Issue #4462, opened 2025-11-12
Continuous memory growth and OOM kills since PostgREST v13+


bolinocroustibat:
### Description

After upgrading from PostgREST **v12.2.3** → **v13.0.8** and **v14.0.0**, we observe a reproducible memory issue in production:  
RAM usage continuously increases over time until the process is killed by the OOM killer.  
This regression does not occur with v12, where memory usage remains stable even under heavy load.

### Context

We run PostgREST as part of a public API gateway (`tabular-api.data.gouv.fr`), which dynamically exposes a large PostgreSQL database (tens of thousands of tables).  
Each dataset in the DB corresponds to one physical table, so the total number of tables can vary — currently around **55K**, but previously up to **120K**.

PostgREST is deployed via Nomad/Consul (Blue/Green deployments, 2 instances, 6–8 GB RAM each).

### Observed behavior

- With **v13+**, memory usage starts around **25–50%** at startup and grows steadily until the process reaches 100% and is OOM-killed (every 1–2 hours under load).  
- With **v12.2.3**, memory usage may start higher, but remains **stable** over time under identical load and schema size.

__Directions for this task__
In the material above, locate the line containing "After upgrading from" and the line containing "### Context". Transcribe exactly those two lines and every line between them, and nothing more.

__Output for this exercise__
After upgrading from PostgREST **v12.2.3** → **v13.0.8** and **v14.0.0**, we observe a reproducible memory issue in production:  
RAM usage continuously increases over time until the process is killed by the OOM killer.  
This regression does not occur with v12, where memory usage remains stable even under heavy load.

### Context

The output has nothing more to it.